Montreal Gazette

It’s a seller’s market as home prices rise in city

It’s now a seller’s market for single family homes

- JACOB SEREBRIN jserebrin@postmedia.com

House prices in the Montreal region have reached a new high, according to two reports released on Thursday.

The aggregate price of houses and condos rose to $384,055 during the three-month period that ended on Sept. 30, according to the Royal LePage House Price Survey.

That’s a 6.6 per cent increase from the equivalent period last year and up 3.2 per cent from the previous quarter, according to the survey, which is based on Royal LePage sales data.

Those increases are important, said Dominic St-Pierre, Royal LePage’s senior director for the Quebec region.

“If you look at the last 25 years, there’s just two years where there was an actual decrease in price year over year. Prices are usually going up,” he said. “Now, we see that the increase in prices is accelerati­ng a bit.”

While prices are increasing quickly by Montreal standards, he said, the increases are much healthier than those seen in cities like Toronto and Vancouver. Here, he said, price increases are being driven by underlying economic growth, rather than speculatio­n.

Central Montreal saw the biggest price growth, St-Pierre said.

The median selling price of twostorey houses there grew 7.2 per cent over the quarter to $740,214. That’s an increase of 19.2 per cent from the equivalent period in 2016.

It’s now a seller’s market for single family homes, he said, and supply is going down quickly.

“On the condo side, we just entered a balanced market. That almost seemed impossible just a year ago” due to a level of inventory that was expected to last for multiple years, he said.
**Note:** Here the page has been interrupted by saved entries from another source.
PR #135, opened 2022-11-03
Remove deprecated binary parsers and supporting code

jonahgraham:
These binary parsers have been slated for deleting for a while and are replaced with 64-bit compatible
versions.

Some methods still refereneced the 32-bit variants and have been updated to the fully functioning
64-bit variant.

See also [Bug 562495](https://bugs.eclipse.org/bugs/show_bug.cgi?id=562495)

TODO before merging

- [x] Remove references in plugin.xml
- [x] Test what happens if a project has the old parser referenced and they upgrade to it gone, if there is user visible effect, document in N&N
- [x] Merge in #137


mbooth101:
You also have to update the plugin.xml too, right? https://github.com/eclipse-cdt/cdt/blob/main/core/org.eclipse.cdt.core/plugin.xml#L75

jonahgraham:
> You also have to update the plugin.xml too, right? https://github.com/eclipse-cdt/cdt/blob/main/core/org.eclipse.cdt.core/plugin.xml#L75

Yes.

It was rather frustrating that this wasn't caught automatically by deleting the class, it will be with:
- #136

jonahgraham:
That turned out to be more to unravel than I expected. This change now needs #137 merging too.

jonahgraham:
> Test what happens if a project has the old parser referenced and they upgrade to it gone, if there is user visible effect, document in N&N

Nothing bad happens now that #137 is merged. However if a project has unknown binary parsers in it, opening the Binary Parsers tab and saving the results will remove the unknown parsers from the .cproject file.

mbooth101:
It looks like some removed IDs are still used in this plugin.xml: https://github.com/eclipse-cdt/cdt/blob/b37e9c38120283ec1ec4f478e1516805f409f71b/build/org.eclipse.cdt.autotools.core/plugin.xml#L396

Should **org.eclipse.cdt.core.PE;org.eclipse.cdt.core.Cygwin_PE** be changed here to **org.eclipse.cdt.core.PE64;org.eclipse.cdt.core.Cygwin_PE64** ?

ruspl-afed:
> Nothing bad happens now that https://github.com/eclipse-cdt/cdt/pull/137 is merged. However if a project has unknown binary parsers in it, opening the Binary Parsers tab and saving the results will remove the unknown parsers from the .cproject file.

Not sure what will happen with a lot of existing .cproject files if user _will not_ open "Binary Parsers" tab @jonahgraham

jonahgraham:
Argh. How long is this piece of string....

jonahgraham:
Thanks for the reviews - I will address all of it before merging. The fact that projects in CDT 10.7 were still being created with the long deprecated parser ids lead me to want to use a different solution in the IDs. New PS coming soon.

jonahgraham:
Turns out there is no schema for `BinaryParserPage` extension point (and a bunch of other ones too). This means that the error checking I added in #136 didn't have any effect on numerous parts of the code.

jonahgraham:
> Not sure what will happen with a lot of existing .cproject files if user will not open "Binary Parsers" tab @jonahgraham

The unknown binary parser IDs are ignored. If no suitable binary parser exists in the project then binaries won't be identified at all. 

>  different solution

I have now pushed my alternate solution - this was what I originally considered, but I liked the idea of just removing the old stuff and progressing forward. 

What I have done is left the old IDs in place, but pointing at the new classes. The old IDs are private, so they don't appear in the GUI as an option for users to select anymore.

WDYT?

jonahgraham:
> So, it will continue to understand existing (old) identifiers, but will use *64 code. And the existing projects will not be affected at all, correct?

Correct. We'll just live with the old identifiers forever. In hindsight this changing which class is used for the identifier could have been done back in CDT 6.9 instead of creating new identifiers at all.

ruspl-afed (approved):
I support the solution that does not impact existing user data

jonahgraham:
The one failed test is what is tracked/fixed by #128

mbooth101 (approved):
LGTM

While the Bank of Canada increased interest rates twice over the summer, and is expected to do so again, St-Pierre said he doesn’t expect that to slow Montreal’s housing market.

“Because the market is so strong, because the demand is so strong, there’s a strong pressure on supply and that’s why we think that, no matter the increase in interest rates,” he said, “the market is going to be pretty strong over the coming year.”

Another report, which uses a different methodolog­y, is also showing growth.

The Teranet–National Bank Housing Price Index for Montreal, which measures the selling price of homes that have previously sold more than once, rose 0.27 per cent in September.

It was up 5.76 per cent from the equivalent period in 2016.

That index, which uses June 2005 as a base, reached a new high for Montreal in September: 159.68. That means that prices have risen 59.68 per cent since June 2005.

The index attempts to control for fluctuatio­ns in median prices that can come as a result of the mix of houses sold during a given period by comparing the selling price of individual properties to the price those properties sold for in the past, which might lead to different results from other methods.

St-Pierre said the biggest surprise in the Royal LePage House Price Survey was the increase in the number of foreign buyers in Montreal as a result of new taxes in Vancouver and Toronto.

This year, St-Pierre said, the number of buyers from China will probably surpass those from France, which had been the second-largest group of foreign buyers after Americans.

Still, St-Pierre said he believes internatio­nal buyers still account for less than two per cent of all purchasers.

“It still doesn’t have a huge effect on the overall market,” St-Pierre said. But that could change if the number of foreign buyers continues to grow.